The Bush Administraton’s draft of proposed new legislation on electronic spying to gather foreign intelligence would narrow significantly the role that the Supreme Court now has to hear challenges by targets of this kind of surveillance. The draft bill was made public on Friday. The text can be found here. It has not yet been introduced formally in Congress. A description and analysis of changes that would be made in existing law can be found beginning on page 51 of the text.

The Administration’s current program of electronic surveillance of suspected foreign threats is under challenge in a lengthy list of cases in the regular federal courts. A key one, for example, is awaiting a ruling by the Sixth Circuit Cour based in Cincinnati, involving constitutional challenges to the controversial program by individuals and groups that believe they were targeted for overhearding of their international communications. Another case is pending in the Ninth Circuit Court based in San Francisco.

Under existing law, the Supreme Court would have full authority to hear appeals by either side in any of those cases, employing the usual certiorari process.

The draft bill, however, seeks to bar almost any role for lower federal courts in hearing challenges to such eavesdropping, and to circumscribe appeals to the Supreme Court. Under Section 411 of the new bill (beginning on page 43 of the draft), a new procedure would be installed to require — potentially, in almost all cases of challenges to foreign intelligence eavesdropping — any challengers’ lawsuits to be shifted to the secret Foreign Intelligence Surveillance Court. The Attorney General would have the authority to accomplish such a transfer merely by filing an affidavit saying that further proceedings in a regular court “would harm the national security of the United States.” The Justice Department has been making similar claims in all existing lawsuits to try to get them dismissed, so would be expected to continue to do so in the new proceedings.

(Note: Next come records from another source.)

PR #7990, opened 2022-12-08
[Image] App: remove precompiled header

donovaly:
- there is not a single header that could be precompiled, thus remove PreCompiled.cpp/h

@wwmayer , can you please have a quick look if this change is OK?


freecadci:
<a href="https://gitlab.com/freecad/FreeCAD-CI/-/commits/PR_7990">pipeline status</a> for feature branch [PR_7990](https://gitlab.com/freecad/FreeCAD-CI/-/commits/PR_7990). Pipeline [717646870](https://gitlab.com/freecad/FreeCAD-CI/-/pipelines/717646870) was triggered at [1d20874](https://github.com/FreeCAD/FreeCAD/pull/7990/commits/1d2087407acb5dbaa91a9453f37f1e66b74ac0d2). All CI [branches](https://gitlab.com/freecad/FreeCAD-CI/-/branches/all) and [pipelines](https://gitlab.com/freecad/FreeCAD-CI/-/pipelines?scope=branches).

wwmayer:
There is no reason to handle things differently to all other modules. The overhead for the compiler to open an extra file is so small that you probably won't be able to measure it.

donovaly:
> There is no reason to handle things differently to all other modules. The overhead for the compiler to open an extra file is so small that you probably won't be able to measure it.

OK, I enabled Precompiled headers now like for all other WBs: #7999

PR #8028, opened 2022-12-12
TopoNaming: fix lost of element reference tracking on undo/redo

realthunder:
Fixed potential lost of element reference tracking after undo/redo.

@donovaly @chennes please check.


donovaly:
Thanks, looks good.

The FIS Court would have the authority to decide if anyone had the right to sue in the first place (that is, whether anyone had “standing”).and to decide whether the tapping was illegal. This review process would be done in secret, with only the government participating. Any decision by the FIS Court would go first to the existing Foreign Intelligence Court of Review. Any appeal from that special tribunal could go on to the Supreme Court, but only if the U.S. government sought review there.

The proposal also specifies that any of the government’s legal “privileges,” such as the right to prevent any public disclosure of “state secrets,” would apply to the new transferred cases.

These new procedures for virtually all challenges to such electronic spying for foreign intelligence purposes parallel the ones that are now used only for applications by the government to do such eavesdropping. The draft legislation would extend those procedures to any lawsuit in regular court that the Attorney General insisted on being shifted to the secret process with truncated chances for appealing to the Supreme Court.

News accounts regarding the new draft bill suggested that congressional leaders may want to wait to consider any such proposal until after the federal courts rule on the existing challenges to the Administration’s ongoing electronic spying program. The draft bill already has drawn opposition from civil liberties advocates.

The description of changes beginning on page 51 of the text compares the draft bill with current law.